Loading data into new fields is a mass update -- very similar to the load phase of dumping and loading.
This process is going to be sensitive to all of the tuning that the load phase is sensitive too. The key programming "trick" is to consolidate updates into groups of records to minimize bi file activity. The default dump & load process, for instance, uses groups of 100 records. Other important bits are to isolate the bi file, turn off after imaging (turn it back on again after the update!), use a very large bi cluster size and, possibly, deactivate relevant indexes.

Zeroing the scatter factor can only be done by dumping and loading.

What happened is that when the new server was installed, we only got 4 days to finish the server.
The first db (70 GB), we started a bulk load on a Thursday evening and it completed on Sunday afternoon.

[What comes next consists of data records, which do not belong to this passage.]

PR #6005, opened 2026-08-26
feat(android): Set app start vitals on standalone app start children

buenaflor:
## :scroll: Description
Set `app.vitals.start.type` on the standalone `app.start` root, and copy `app.vitals.start.screen` + `app.vitals.start.type` onto all of its children — including user spans under `app.start.extended`. Headless starts omit screen. The `ui.load`-attached app start path is unchanged.

Mobile vitals app start breakdown with `app.start` children with the root using these attributes. They were only on the root, so child spans did not group. Matches Flutter (getsentry/sentry-dart#3988).

Example of the sample app app start breakdown (previously empty without this PR):
image

Related to https://github.com/getsentry/sentry/pull/122577

Unit tests in `PerformanceAndroidEventProcessorTest` (foreground, user descendants under `app.start.extended`, headless, `ui.load` non-propagation). Verified on `sentry-samples-android` (debug) that the envelope includes both attributes on the root, `app.start.extended`, and user children.

## :pencil: Checklist

## :crystal_ball: Next steps

Made with [Cursor](https://cursor.com)


markushi (approved):
LGTM!

sentry-android-core/src/main/java/io/sentry/android/core/PerformanceAndroidEventProcessor.java
```diff
@@ -186,6 +191,29 @@ public SentryEvent process(@NotNull SentryEvent event, @NotNull Hint hint) {
...
+      return;
+    }
+
+    traceContext.setData(APP_START_TYPE_DATA, appStartType);
+    final @Nullable Object screen = traceContext.getData().get(APP_START_SCREEN_DATA);
+
+    for (final @NotNull SentrySpan span : transaction.getSpans()) {
+      @Nullable Map<String, Object> data = span.getData();
+      if (data == null) {
+        data = new ConcurrentHashMap<>();
```
runningcode, line 207: if we're iterating through all the transaction's spans, is it possible that another thread can also be modifying these spans? specifically the data? If so we have a race condition here.

buenaflor: whoops, sry I just merged it, let me double check

buenaflor: as far as I can tell it's fine

SentryTransaction.spans is a private ArrayList built once and never leaves the capture pipeline, so nothing mutates it while we iterate. The data map is shared with the live Span, but it's a ConcurrentHashMap and we only put into it

the same behaviour happens below in `setContributingFlags`

PR #6006, opened 2026-08-26
fix(android): Read the app start type once per event processor pass

runningcode:
## :scroll: Description

`PerformanceAndroidEventProcessor.process()` read `AppStartMetrics.getAppStartType()` three separate times while building a single transaction:

1. to pick the measurement key (`app_start_cold` / `app_start_warm`)
2. in `attachAppStartSpans` to decide whether to attach the cold-start breakdown children
3. for `contexts.app.start_type` — which #6005 now also stamps onto the trace context and every child span as `app.vitals.start.type`

This snapshots the type once at the top of `process()` and passes it down, and makes `AppStartMetrics.appStartType` `volatile`.

`appStartType` is written on the main thread (activity lifecycle callbacks, the `ApplicationStartInfo` block) and read by the event processor, which runs on whichever thread finished the transaction — `SentryTracer.finish()` calls `captureTransaction()` synchronously, so for idle and deadline timeouts that is the Sentry timer thread, not the main thread. The field was neither `volatile` nor guarded, so the read was a plain data race.

Beyond the JMM issue, the repeated reads can genuinely disagree. `onActivityDestroyed` sets `appStartType = WARM` when the last activity goes away, so backgrounding the app while a transaction finishes on the timer thread can produce a transaction whose measurement says `app_start_cold` while `contexts.app.start_type` and every span's `app.vitals.start.type` say `warm`. Since #6005 that value is the grouping key for the whole mobile vitals app start breakdown, so a mismatch splits the breakdown rather than just mislabelling one field.

Two tests in `PerformanceAndroidEventProcessorTest` asserting that the measurement key, `contexts.app.start_type`, the trace context and every span agree, for cold and warm standalone app starts. Full `:sentry-android-core:testReleaseUnitTest` passes.

Note that the race itself is not deterministically unit-testable — there is no seam to flip the type between the reads inside a single `process()` call — so the tests lock in the invariant rather than reproducing the interleaving.

## :pencil: Checklist

## :crystal_ball: Next steps

Follow-up to #6005. See also the companion PR removing the `AppStartExtension` lock-ordering deadlock.


sentry-android-core/src/main/java/io/sentry/android/core/performance/AppStartMetrics.java
```diff
@@ -68,7 +68,9 @@ public enum AppStartType {
   public static final @NotNull AutoClosableReentrantLock staticLock =
       new AutoClosableReentrantLock();
 
-  private @NotNull AppStartType appStartType = AppStartType.UNKNOWN;
+  // Written on the main thread (activity lifecycle, ApplicationStartInfo) and read on whichever
```
markushi, line 71: 💯

markushi (approved):
Nice, consistency for the win!

PR #3529, opened 2026-08-08
fix: pydantic io should include tool calls in input.value/output.value

### LINKED ISSUE #3462: [pydantic-ai] TOOL spans missing input.value; tool-calling LLM spans missing output.value (0.1.17)
### Summary

`OpenInferenceSpanProcessor` does not populate:

- **`input.value` on `TOOL` spans** (the tool arguments), and
- **`output.value` on the `LLM` span that emits a tool call**.

Because Phoenix / Langfuse render their Input & Output panes from `input.value` / `output.value`, tool inputs and tool-calling generation outputs come up blank in the UI. The content *is* present on the spans under pydantic-ai's native keys (`tool_arguments`, `gen_ai.output.messages`) — it just isn't mapped onto the OpenInference semantic-convention attributes.

Plain-text agent responses were fixed in 0.1.16 (#3153) and are fine; this is specifically the **tool-call path**.

### Versions

- `openinference-instrumentation-pydantic-ai==0.1.17` (latest)
- `pydantic-ai-slim==1.87.0`
- `opentelemetry-sdk` (current)

### Reproduction

```python
from opentelemetry.trace import set_tracer_provider
from openinference.instrumentation.pydantic_ai import OpenInferenceSpanProcessor
from pydantic_ai import Agent
from pydantic_ai.models.test import TestModel

exp = InMemorySpanExporter()
prov = TracerProvider()
prov.add_span_processor(OpenInferenceSpanProcessor())
prov.add_span_processor(SimpleSpanProcessor(exp))
set_tracer_provider(prov)

agent = Agent(TestModel(), instrument=True)

@agent.tool_plain
def add(a: int, b: int) -> int:
    return a + b

agent.run_sync("please add 2 and 3")
prov.force_flush()

for s in exp.get_finished_spans():
    a = dict(s.attributes or {})
    print(
        f"span={s.name!r:20} kind={a.get('openinference.span.kind')!s:6} "
        f"input.value={'input.value' in a} output.value={'output.value' in a}"
    )
```

### Actual output (0.1.17)

```
span='chat test'          kind=LLM    input.value=True  output.value=False   # tool-calling generation: no output.value
span='running tool'       kind=TOOL   input.value=False output.value=True    # tool span: no input.value
span='chat test'          kind=LLM    input.value=True  output.value=True
span='agent run'          kind=AGENT  input.value=True  output.value=True
```

### Expected

- The `TOOL` span carries the tool arguments as `input.value`.
- The `LLM` span that produces a tool call carries its response (the tool call) as `output.value`.

### Notes

Happy to help / open a PR if useful. As a stop-gap we run a small downstream span processor that fills `input.value` / `output.value` from the native keys when they're absent, but it'd be great to drop it once the bridge maps these.

sanchitram1:
fixes #3462

- 16 / 18 of our instrumentors that emit TOOL spans set input_value. `pydantic-ai` was an outlier. 

suppose the LLM span emitting the tool call was:

```json
{
  "gen_ai.operation.name": "chat",
  "gen_ai.input.messages": [
    {
      "role": "user",
      "parts": [
        {
          "type": "text",
          "content": "What's the weather in Paris?"
        }
      ]
    }
  ],
  "gen_ai.output.messages": [
    {
      "role": "assistant",
      "parts": [
        {
          "type": "tool_call",
          "id": "pyd_ai_tool_call_id__get_weather",
          "name": "get_weather",
          "arguments": {
            "city": "a"
          }
        }
      ]
    }
  ]
}
```

now, the captured result will be

| key | before | now | 
| --- | --- | --- |
| input.value | "what's the weather in Paris?" | "what's the weather in Paris?" | 
| output.value | None | `[{"id": "pyd_ai_tool_call_id__get_weather", "name": "get_weather", "arguments": {"city": "a"}}]'` |
| output.mime_type | None | application/json |

### DIFF
--- a/python/instrumentation/openinference-instrumentation-pydantic-ai/src/openinference/instrumentation/pydantic_ai/semantic_conventions.py
+++ b/python/instrumentation/openinference-instrumentation-pydantic-ai/src/openinference/instrumentation/pydantic_ai/semantic_conventions.py
@@ -30,6 +30,7 @@ from openinference.instrumentation import safe_json_dumps
 from openinference.semconv.trace import (
     MessageAttributes,
     MessageContentAttributes,
+    OpenInferenceMimeTypeValues,
     OpenInferenceSpanKindValues,
     SpanAttributes,
     ToolAttributes,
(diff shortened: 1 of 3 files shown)


caroger (changes requested):
Requesting changes for one correctness gap in the new `output.value` fallback.

When a Pydantic AI response contains both a text part and a tool-call part, `output_value` is non-null, so the current branch emits only the text and discards the collected tool calls. Consumers that render from `output.value` therefore still cannot see the tool call for this valid response shape—the issue this PR is intended to fix remains partially open.

I reproduced this at head `296d31f8`: a mixed response emitted `output.value = "I will check."` and no `output.mime_type`, while `llm.output_messages` still contained `get_weather`.

The proposed fix is included inline. The compatibility contract should remain:

- text-only: unchanged text output
- tool-only: unchanged JSON tool-call list
- mixed text + tool calls: JSON containing both `content` and `tool_calls`
- `final_result`: unchanged structured result

Please cover the mixed case through both the v1-events and `gen_ai.output.messages` extraction paths, asserting the parsed `output.value` payload and `output.mime_type == "application/json"`.

Local validation of the current branch passed Ruff, mypy, and the targeted 27-test suite; the missing mixed-response assertion is the gap.

python/instrumentation/openinference-instrumentation-pydantic-ai/src/openinference/instrumentation/pydantic_ai/semantic_conventions.py
```diff
@@ -873,7 +940,19 @@ def _extract_from_gen_ai_messages(gen_ai_attrs: Mapping[str, Any]) -> Iterator[T
...
+                                        normalized = _normalize_tool_call(
+                                            part.get(GenAIToolCallFields.ID),
+                                            part.get(GenAIFunctionFields.NAME),
+                                            part.get(GenAIFunctionFields.ARGUMENTS),
+                                        )
+                                        if normalized:
+                                            output_tool_calls.append(normalized)
             except json.JSONDecodeError:
                 pass
     if output_value is not None:
```
caroger: **[P1] Preserve tool calls when the response also contains text**

This `if` makes text win over `output_tool_calls`, so a response containing both still hides the tool call from `output.value` consumers. I reproduced `output.value = "I will check."` with no MIME type while `llm.output_messages` contained `get_weather`.

A minimal fix is to share the following selection logic with the v1-events path (and exclude `final_result` calls from `regular_tool_calls` so structured output remains unchanged):

```python
regular_tool_calls = [
    call
    for call in output_tool_calls
    if call.get(GenAIFunctionFields.NAME) != PydanticFinalResult.FINAL_RESULT
]
if regular_tool_calls:
    payload: Any = regular_tool_calls
    if output_value is not None:
        payload = {"content": output_value, "tool_calls": regular_tool_calls}
    yield SpanAttributes.OUTPUT_VALUE, safe_json_dumps(payload)
    yield SpanAttributes.OUTPUT_MIME_TYPE, OpenInferenceMimeTypeValues.JSON.value
elif output_value is not None:
    yield SpanAttributes.OUTPUT_VALUE, output_value
```

Please replace `test_llm_text_output_still_wins_over_tool_calls` with a regression asserting the mixed JSON envelope and add the equivalent v1-events case. That makes the fix fail on this head and verifies both extraction paths after the change.

caroger (approved):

The second db (50 GB), we started Friday evening and had to can the process early Monday morning in order to restore a backup, to have the old db up and running business time, Monday morning.
That's a very long time for a dump and load of this size on that hardware. Bulk load is probably not a good option for you. I also suspect that you did not take good advantage of the potential for parallelism in your process and your hardware.

The reason for the dump and load is that the db’s were upgraded from a 1k-blocksize, 32 records per block, to a 4k-blocksize, 256 records per block db.

Rich Banville (Rich has been the engine crew's leader for quite a while now that Gus has moved on to bigger things...) just posted a very interesting bit on PEG about rows per block. I have been a big fan of "use 256 and stop worrying" for a long time but he has raised some good points.